Here are the some of the key features of GCP Dataproc.

  • Dataproc Clusters are typically setup using Big Data Technologies such as Hadoop, Hive, Spark, etc.
  • Dataproc supports both Single Node as well as Multi Node Clusters.
  • Dataproc also supports Jobs and Workflows.
  • Dataproc Jobs can be configured using Pig, Hive, Spark SQL, Pyspark, etc.
  • Dataproc Workflows can be used to orchestrate multiple Dataproc Jobs.
  • Dataproc is well integrated with other GCP Services such as GCS, Big Query, etc.

Getting Started with GCP Dataproc

Let us understand how to get started with GCP Dataproc. As part of this lecture we will review details related to GCP Dataproc using GCP Web UI.

  • Go to GCP Web UI and enable Dataproc in relevant project.
  • Here are different types of clusters we can setup using GCP Dataproc.
    • Single Node or Multi-Node Clusters typically for development and testing of the Hadoop and Spark Applications.
    • Large Scale Multi-Node Clusters for Production Environment.
    • All key components such as Hadoop, Hive, Spark, Kafka, etc are available out of the box.
    • We can also add optional components such as Jupyter Notebook, Jupyter Lab, Zeppelin and many more.
    • Dataproc also provides jobs and workflows which can be used to deploy applications built using Hadoop, Hive, Spark, etc.
  • As part of this section or module, we will go through all the important features of Dataproc using Single Node Dataproc Cluster.

Setup Single Node Dataproc Cluster for Development

Let us go ahead and setup Single Node Dataproc Cluster for Development.

  • Make sure to review Dataproc Image Version Lists.
  • Make sure to create cluster using following configurations so that development environment can be setup.
    • Cluster Name: aidataprocdev
    • Location: Based on your preference
    • Cluster type: Single Node
    • Components: Enable component gateway (so that we can access Web Interfaces such as Spark UI)
    • Optional components: Select Jupyterlab

Configure Network Connectivity to Dataproc Cluster

Let us go ahead and configure Network Connectivity to Dataproc Cluster. We typically connect to the Master Node of Dataproc Cluster.

  • Make sure Dataproc Cluster is setup.
  • Go to the VM associated with the Master Node of the Dataproc Cluster.
  • Go to the Network Configuration and create static ip in the same region as the target Dataproc Cluster.
  • Make sure to associate the Master Node of the Dataproc Cluster with static public ip.
  • Run gcloud command on personal Mac or PC to update the private key to connect to virtual machine associated with Master Node of the cluster.
  • Exit and Validate using SSH to see if connection to the Master Node of the Dataproc Cluster is working as expected or not.

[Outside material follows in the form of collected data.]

PR #1125, opened 2024-09-07
Fix rzup

rakanalh:
# Description


kpp:
Do we need cpp? Why?

rakanalh:
cpp removed.

TBH i don't feel like rzup is usable. Yesterday the same command used was working and today it's not. 

Seems like the script download is inconsistent.
[install-scripts.tar.gz](https://github.com/user-attachments/files/16921618/install-scripts.tar.gz)

PR #1127, opened 2024-09-08
Optimize rocksdb

### LINKED ISSUE #1043: Investigate node crashes caused by OOM
Logs have been provided privately.

rakanalh:
# Description

Based on profiles generated for this code, `write_schemas` was the biggest allocator of memory in our sequencer node.

without

As apparent from the above SVG, malloc calls caused by `write_schemas` is reported to consume >90% of memory during the lifecycle of the sequencer.

With the optimizations in this PR, we gain around 10% improvement on the memory usage of the sequencer. Options set are explained in the code and linked to rocksdb documentation.

Result after:

with

## Profiling

The above SVGs were generated as follows:

1. Using https://github.com/chainwayxyz/citrea/pull/1087
2. Run bitcoin regtest
3. Run sequencer
4. `bitcoin-cli -regtest -rpcconnect=127.0.0.1 -rpcport=18443 -rpcuser=citrea -rpcpassword=citrea -generate 10`
5. Deploy [Multicall3](https://github.com/mds1/multicall/blob/main/src/Multicall3.sol#L195) contract: `forge create --rpc-url localhost:12345 --private-key MY_PRIVATE_KEY src/Multicall3.sol:Multicall3`
6. Generate 500 accounts & fund them 
```sh
cast wallet new -n 500 -j accounts.json wallets
```

```sh
items=$(cat wallets/all.json | jq -c -r '.[].address')
for item in ${items[@]}; do
    echo $item
    cast send --rpc-url http://localhost:12345 --private-key MY_PRIVATE_KEY --value 0.1ether $item
done
```

7. Call `aggregate` in `Multicall3`: `forge script --rpc-url http://localhost:12345 --private-key MY_PRIVATE_KEY --broadcast script/Multicall3.s.sol:Multicall3Script`
```solidity
// SPDX-License-Identifier: UNLICENSED
pragma solidity 0.8.12;

import {Script, console} from "forge-std/Script.sol";
import {Multicall3} from "../src/Multicall3.sol";

contract Multicall3Script is Script {
    Multicall3 public multicall;

    address[] addresses = [
       .. 500 accounts
    ];

    function setUp() public {}

    function run() public {
        vm.startBroadcast();

        address multicallAddress = 0x5FbDB2315678afecb367f032d93F642f64180aa3;
        multicall = Multicall3(multicallAddress);

        Multicall3.Call[] memory calls = new Multicall3.Call[](500);
        for (uint256 i = 0; i < 500; i++) {
            address current_address = addresses[i];
            bytes memory balancePayload = abi.encodeWithSignature("getEthBalance(address)", current_address);
            calls[i] = Multicall3.Call({
                target: multicallAddress,
                callData: balancePayload
            });

        }

        vm.stopBroadcast();
    }
}

```
8. Download profile from sequencer: `curl localhost:3000/debug/pprof/heap > heap.pb.gz`
9. Generate SVG: `go tool pprof -svg heap.pb.gz > heap.svg`

## Linked Issues
- Fixes #1043


crates/sovereign-sdk/full-node/db/sov-db/src/rocks_db_config.rs
```diff
@@ -44,10 +44,33 @@ impl<'a> RocksdbConfig<'a> {
     /// Build [`rocksdb::Options`] from [`RocksdbConfig`]
     pub fn as_rocksdb_options(&self, readonly: bool) -> Options {
         let mut db_opts = Options::default();
+
+        let mut block_based_options = BlockBasedOptions::default();
+        /*
+         * The following settings are recommended in:
+         * https://github.com/facebook/rocksdb/wiki/memory-usage-in-rocksdb
+         */
+        // Since our database is write heavy, disable cache to decrease memory footprint
```
eyusufatik, line 53: are you sure about this?

when we get more usage (not like on our tests where we produce mostly empty blocks) reads will also be very common, especially when we start to get a lot of transactions

rakanalh: Maybe i mis-worded the comment. But in general, disabling cache would remove the possibility of OOM errors.

Instead of doing that, i have set an LRU cache to a larger value (100 MB) rather than the default (8 MB). However, this would not remove the possibility of OOM errors.

eyusufatik (approved):

PR #1128, opened 2024-09-08
Fullnode: bypass wallet check for bitcoin DA

### LINKED ISSUE #1089: Full node doesn't need a bitcoin wallet
on startup, for full nodes, we require the node to have a wallet loaded.

full nodes doesn't need a wallet on their bitcoin nodes. only the sequencer and the prover does.

rakanalh:
# Description

## Linked Issues
- Fixes #1089

### DIFF
--- a/.github/workflows/checks.yml
+++ b/.github/workflows/checks.yml
@@ -82,10 +82,13 @@ jobs:
           components: rustfmt, clippy
       - name: Rust Cache
         uses: Swatinem/rust-cache@v2
-      - name: Install risc0-zkvm toolchain # Use the risc0 cargo extension to install the risc0 std library for the current toolchain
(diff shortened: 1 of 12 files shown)


eyusufatik:
what about instead of adding a param to the rollup config for this, putting a new arg to bitcoin da new function?

sequencer and prover always needs the wallet but the full node never needs it. so true on sequencer and prover false on full node?

rakanalh:
> what about instead of adding a param to the rollup config for this, putting a new arg to bitcoin da new function?
> 
> sequencer and prover always needs the wallet but the full node never needs it. so true on sequencer and prover false on full node?

You're right... this was better. Done.

eyusufatik (approved):

PR #1138, opened 2024-09-09
E2E Add support for env

### LINKED ISSUE #1133: E2E Output to log files without colour

### LINKED ISSUE #1134: E2E Support different env per test case and/or binary

jfldde:
# Description

- Add support for env per test case and/or per binary
- Add a `base_env` method where env variables that should always be on must be added (In this PR case, `NO_COLOR=1` to fix #1133)
- Add a `test` env field which will be added to every binary's env.
- Add a env field per binary that will be appeneded to these two previous ones.
- Full env used to run the binary will be -> [base_env + test_env + binary's env]
- Config cleanup

- Usage :

```
    fn test_env() -> TestCaseEnv {
        TestCaseEnv {
            sequencer: vec![("RUST_LOG", "trace")],
            prover: vec![("JSON_LOGS", "true")],
            ..Default::default()
        }
    }
```

## Linked Issues
- Fixes #1134
- Fixes #1133

### DIFF
--- a/bin/citrea/tests/bitcoin_e2e/tests/sequencer_test.rs
+++ b/bin/citrea/tests/bitcoin_e2e/tests/sequencer_test.rs
@@ -2,7 +2,6 @@ use anyhow::bail;
 use async_trait::async_trait;
 use bitcoincore_rpc::RpcApi;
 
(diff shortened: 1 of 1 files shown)


rakanalh (approved):
LGTM

PR #1146, opened 2024-09-10
Add make clean-all target

jfldde:
# Description

- Adds make clean-all target
- Adds clean-txs target


Makefile
```diff
@@ -23,6 +23,11 @@ clean-node: ## Cleans local dbs needed for sequencer and nodes
 	rm -rf resources/dbs/full-node-db
 	rm -rf resources/dbs/citrea-bitcoin-regtest-data
```
rakanalh, line 24: Maybe introduce `clean-docker` and execute this line... because this one requires `sudo`. Don't include it as a dependency for `clean-all` though

rakanalh (approved):

PR #1153, opened 2024-09-10
Add cycle-diff script and perf CI

jfldde:
# Description

- Add `cycle-diff.sh` used to catch any change in cycles between working branch and nightly
- Add a CI job as `workflow_dispatch` to run this script on any PR
- Currently uses `basic_prover` test but can be configured to use a more significant test with the `TEST_NAME` env variable 
- Add new `resources/scripts` directory
- Averages the run over NUM_RUNS

Usage :
```
./cycle-diff.sh generate
./cycle-diff.sh check
```

### DIFF
--- a/resources/scripts/cycle-diff.sh
+++ b/resources/scripts/cycle-diff.sh
@@ -153,7 +153,7 @@ check_regression() {
 
 check_performance_regression() {
     local failed=false
-    if ! check_regression "Execution Time"; then failed=true; fi
+    # if ! check_regression "Execution Time"; then failed=true; fi
     if ! check_regression "Number of Segments"; then failed=true; fi
     if ! check_regression "Total Cycles"; then failed=true; fi
     if ! check_regression "User Cycles"; then failed=true; fi


resources/scripts/cycle-diff.sh
```diff
@@ -0,0 +1,166 @@
...
+
+# Used to silence custom risc0 build.rs output
+export RISC0_GUEST_LOGFILE=$(mktemp)
+
+run_test_and_extract() {
+    local command="cargo test $TEST_NAME -- --nocapture"
+    local output_file="output.log"
+
+    # Aggressively silence build output
+    script -q /dev/null make build > /dev/null 2>&1
```
kpp, line 52: `make build` will build with profile `dev`, then `cargo test` will rebuild it with profile `test`.

resources/scripts/cycle-diff.sh
```diff
@@ -0,0 +1,166 @@
...
+BASE_BRANCH=${BASE_BRANCH:-"nightly"}
+TEST_NAME=${TEST_NAME:-"bitcoin_e2e::tests::prover_test::basic_prover_test"}
+TARGET_PCT=${TARGET_PCT:-3}
+COMPARISON_FILE=${COMPARISON_FILE:-"comparison_results.log"}
+
+# Used to silence custom risc0 build.rs output
+export RISC0_GUEST_LOGFILE=$(mktemp)
+
+run_test_and_extract() {
+    local command="cargo test $TEST_NAME -- --nocapture"
```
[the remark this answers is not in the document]
kpp: Oh, right. You expect it to run an E2E test, so `-p citrea` is actually would be better.

resources/scripts/cycle-diff.sh
rakanalh: Why not introduce `make release` which builds with `--release` since we want to optimize as much as possible for the cycle counts?

kpp: guest code is built with a separate build.rs script which builds it in `--release` anyway.

kpp (approved):
Very good. Thanks!

PR #1160, opened 2024-09-11
full node fix l1 start height

eyusufatik:
# Description
full node would start scanning from first l1 always

### DIFF
--- a/crates/fullnode/src/runner.rs
+++ b/crates/fullnode/src/runner.rs
@@ -52,7 +52,6 @@ where
     DB: NodeLedgerOps,
 {
     start_l2_height: u64,
-    start_l1_height: u64,
     da_service: Arc<Da>,
     stf: Stf,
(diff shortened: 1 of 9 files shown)


crates/fullnode/src/runner.rs
```diff
@@ -802,3 +820,16 @@ async fn sync_l2<Da>(
         }
     }
 }
+
+async fn get_initial_slot_height<Da: DaSpec>(client: &SequencerClient) -> u64 {
+    loop {
+        match client.get_soft_confirmation::<Da>(1).await {
+            Ok(Some(batch)) => return batch.da_slot_height,
```
ercecan, line 827:
```suggestion
            Ok(Some(soft_confirmation)) => return soft_confirmation.da_slot_height,
```

ercecan (approved):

Remote Development using VS Code on Dataproc

Let us go through the details about setting up remote development using VS Code on Dataproc.

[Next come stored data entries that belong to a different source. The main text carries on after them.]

PR #1171, opened 2024-09-12
Enable prover simulation

### LINKED ISSUE #1170: Re-enable prover simulation mode

rakanalh:
# Description

## Linked Issues
- Fixes #1170

### DIFF
--- a/Cargo.lock
+++ b/Cargo.lock
@@ -1865,6 +1865,7 @@ dependencies = [
  "hex",
  "jsonrpsee",
  "num_cpus",
+ "parking_lot",
  "rand 0.8.5",
  "rayon",
  "rs_merkle",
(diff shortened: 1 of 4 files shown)


rakanalh:
> Couldn't we keep prover_state behind a mutex instead ? I'm not seeing any reads. I also see a nested `prover_state` naming. Could we rename `prover_state: Prover<StateRoot, Witness, Da>,` to `prover: Prover<StateRoot, Witness, Da>,` and rename inner Arc> to state directly. A bit out of scope for this PR though, just opening the discussion

For `prover_state` i didn't change anything apart from using `parking_lot` which doesn't poison.
But you're probably right. Might be better off using a Mutex for that.

eyusufatik:
@jfldde agree with jeremy. not in this pr but we should seriously reconsider rewriting the whole prover service tbh.

eyusufatik (commented):
LGTM. again merging after checking bitcoin da ids

PR #1172, opened 2024-09-12
use block id for some evm queries

eyusufatik:
# Description
didnt test yet.

we also need to put this in nightly somehow


crates/evm/src/tests/queries/evm_call_tests.rs
```diff
@@ -96,7 +97,7 @@ fn test_state_change() {
             value: Some(U256::from(123134235)),
             ..Default::default()
         },
-        Some(BlockNumberOrTag::Latest),
+        Some(BlockId::Number(BlockNumberOrTag::Latest)),
```
rakanalh, line 100: This would be `None` in this case, no?

crates/evm/src/query.rs
```diff
@@ -615,37 +513,67 @@ impl<C: sov_modules_api::Context> Evm<C> {
...
+                            working_set,
+                        )
+                        .unwrap()
+                        .expect("Block must be set"),
+                )
+            }
+            None => self.block_env.get(working_set).unwrap_or_else(|| {
+                BlockEnv::from(
+                    &self
+                        .get_sealed_block_by_number(Some(BlockNumberOrTag::Earliest), working_set)
```
rakanalh, line 572:
```suggestion
                        .get_sealed_block_by_number(Some(BlockNumberOrTag::Latest), working_set)
```
Did you this?

rakanalh (dismissed):

ercecan (approved):

crates/evm/src/query.rs
ercecan: If block Id is None we should return latest but in this case since there is no block is produced we return the genesis block env, the same logic in lines 527-535
(If the working set exists it is already in the latest state so we don't need to do anything else)

crates/evm/src/query.rs
```diff
@@ -615,37 +513,67 @@ impl<C: sov_modules_api::Context> Evm<C> {
...
+
+                BlockEnv::from(
+                    &self
+                        .get_sealed_block_by_number(
+                            Some(BlockNumberOrTag::Number(block_number)),
+                            working_set,
+                        )
+                        .unwrap()
+                        .expect("Block must be set"),
+                )
```
eyusufatik, line 567: I should consider getting the block env before setting state version

crates/evm/src/tests/queries/evm_call_tests.rs
eyusufatik: Yeah None is interpreted the same as latest in most queries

  • Make sure Dataproc Cluster is up and running and static ip is configured and validated.
  • Make sure to setup VS Code along with Remote Development Extension Pack.
  • Configure Remote Connection using VS Code.
  • Setup Workspace and clone this repository. Make sure to review the workspace once repository is setup.

Manage Files in Dataproc using HDFS Commands

Let us understand how to manage files in Dataproc using HDFS Commands.

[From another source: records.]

Issue #15, opened 2023-11-30
eth_sendRawTransaction doesn't check the TX


eyusufatik:
We should check the incoming transactions for correct nonce and signature at the RPC level and return an error accordingly.

Issue #12, opened 2023-11-28
Refactor test cases


eyusufatik:
For instance, `sov-evm/tests/call_tests.rs` has many different test cases that start exactly the same way. 

Below is nearly in every test in `call_tests.rs`
```rust
let signer_balance: u64 = 10000000000000000;

let dev_signer: TestSigner = TestSigner::new_random();

let contract_addr: Address = Address::from_slice(
    hex::decode("819c5497b157177315e1204f52e588b393771719")
        .unwrap()
        .as_slice(),
);
let config = EvmConfig {
    data: vec![AccountData {
        address: dev_signer.address(),
        balance: U256::from(signer_balance),
        code_hash: KECCAK_EMPTY,
        code: Bytes::default(),
        nonce: 0,
    }],
    spec: vec![(0, SpecId::SHANGHAI)].into_iter().collect(),
    ..Default::default()
};

let (evm, mut working_set) = get_evm(&config);

......
```

Let's detect cases like these and merge them in a function called `create_test_date()` or something like that.

PR #1180, opened 2024-09-13
Don't insert duplicate account codes

kpp:
# Description

Check if account.code(hash) exists before inserts

### DIFF
--- a/crates/evm/src/evm/db_commit.rs
+++ b/crates/evm/src/evm/db_commit.rs
@@ -51,8 +51,8 @@ impl<'a, C: sov_modules_api::Context> DatabaseCommit for EvmDb<'a, C> {
             let account_info = account.info;
 
             if let Some(ref code) = account_info.code {
-                if !code.is_empty() && !self.code.exists(&account_info.code_hash, self.working_set)
-                {
+                if !code.is_empty() {
+                    // TODO: would be good to have a contains_key method on the StateMap that would be optimized, so we can check the hash before storing the code
                     self.code
                         .set(&account_info.code_hash, code, self.working_set);
                 }
--- a/crates/evm/src/evm/db_commit.rs
+++ b/crates/evm/src/evm/db_commit.rs
@@ -51,8 +51,8 @@ impl<'a, C: sov_modules_api::Context> DatabaseCommit for EvmDb<'a, C> {
             let account_info = account.info;
 
             if let Some(ref code) = account_info.code {
-                if !code.is_empty() {
-                    // TODO: would be good to have a contains_key method on the StateMap that would be optimized, so we can check the hash before storing the code
+                if !code.is_empty() && !self.code.exists(&account_info.code_hash, self.working_set)
+                {
                     self.code
                         .set(&account_info.code_hash, code, self.working_set);
                 }
--- a/crates/evm/src/evm/db_commit.rs
+++ b/crates/evm/src/evm/db_commit.rs
@@ -52,9 +52,14 @@ impl<'a, C: sov_modules_api::Context> DatabaseCommit for EvmDb<'a, C> {
 
             if let Some(ref code) = account_info.code {
                 if !code.is_empty() {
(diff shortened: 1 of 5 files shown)


crates/evm/src/evm/handler.rs
```diff
@@ -557,9 +558,13 @@ fn calc_diff_size<EXT, DB: Database>(
             let account = &state[addr];
 
             if let Some(code) = account.info.code.as_ref() {
-                // if code is eoa code
-                diff_size += CODE_KEY_SIZE;
-                diff_size += code.len();
+                // Don't charge for account code if it is already in DB.
+                let db_code = db.code_by_hash(account.info.code_hash)?;
```
eyusufatik, line 562: db is revm's internal cache. we have to check if !self.code.exists(code_hash, working_set)

kpp: We don't have an access to self.code here

eyusufatik: wait sorry, I got confused with journaled state. this is correct

crates/sovereign-sdk/module-system/sov-modules-core/src/storage/scratchpad.rs
```diff
@@ -27,6 +27,9 @@ pub trait StateReaderAndWriter {
     /// Deletes a storage value.
     fn delete(&mut self, key: &StorageKey);
 
+    /// Checks a storage key for existance
```
eyusufatik, line 30:
```suggestion
    /// Checks a storage key for existence
```

crates/sovereign-sdk/module-system/sov-modules-core/src/storage/cache.rs
```diff
@@ -419,6 +419,29 @@ impl StorageInternalCache {
         self.tx_cache.add_write(cache_key, None);
     }
 
+    /// Check a key for existance.
```
eyusufatik, line 422:
```suggestion
    /// Check a key for existence.
```

eyusufatik (approved):

crates/evm/src/evm/handler.rs
kpp, line 562: Unfortunately there is no way to optimize this, we have to deser the code anyway. So there is no use in those .exists/ contains_key methods at all...

eyusufatik: look, selfdestruct is very very rarely used. so it's not a big deal

crates/evm/src/evm/db_commit.rs
```diff
@@ -51,8 +51,8 @@ impl<'a, C: sov_modules_api::Context> DatabaseCommit for EvmDb<'a, C> {
             let account_info = account.info;
 
             if let Some(ref code) = account_info.code {
-                if !code.is_empty() && !self.code.exists(&account_info.code_hash, self.working_set)
-                {
+                if !code.is_empty() {
+                    // TODO: would be good to have a contains_key method on the StateMap that would be optimized, so we can check the hash before storing the code
                     self.code
                         .set(&account_info.code_hash, code, self.working_set);
```
eyusufatik: I wonder if we set the code state map to the same code again in a batch proof, do we include that in the state diff?

kpp: No, it's gonna be only 1, because we keep only the last (k, v) pair.

eyusufatik: no but imagine there is two different proofs 

proof 1: sequencer commitmenti in L1 #12
proof 2: sequencer commitment in L1 #15 

in proof one I deploy contract x 

state diff will have the code (as it should be)

in proof two I also deploy contract x
the value in the state tree does not change but will it be in the state diff????

eyusufatik: it's ok. sorry for the misunderstanding. we have the if check now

  • Quick recap of HDFS Commands to manage files.
  • Review files in GCS using gsutil.
  • Review local data sets setup using GitHub repository.
  • Copy retail_db data set to HDFS from local file system.
  • Copy retail_db data set to HDFS from GCS.
hdfs dfs -ls /user/`whoami`
ls -ltr ~/data-engineering-on-gcp/data

hdfs dfs -mkdir -p /public
hdfs dfs -put ~/data-engineering-on-gcp/data/retail_db /public
hdfs dfs -ls -R /public/retail_db
hdfs dfs -rm -R -skipTrash /public/retail_db

gsutil list gs://airetail/retail_db
hdfs dfs -cp gs://airetail/retail_db /public
hdfs dfs -ls -R /public/retail_db

Validate Spark CLIs in Dataproc Cluster

Let us go ahead and validate Spark CLIs in Dataproc Cluster.

  • We will launch Pyspark CLI and run code to compute daily product revenue.
  • We will launch Spark Shell with Scala and run code to compute daily product revenue.
  • We will launch Spark SQL and run query to compute daily product revenue.
# Launch Pyspark CLI using pyspark command
orders = spark. \
    read. \
    csv(
        '/public/retail_db/orders',
        schema='order_id INT, order_date DATE, order_customer_id INT, order_status STRING'
    )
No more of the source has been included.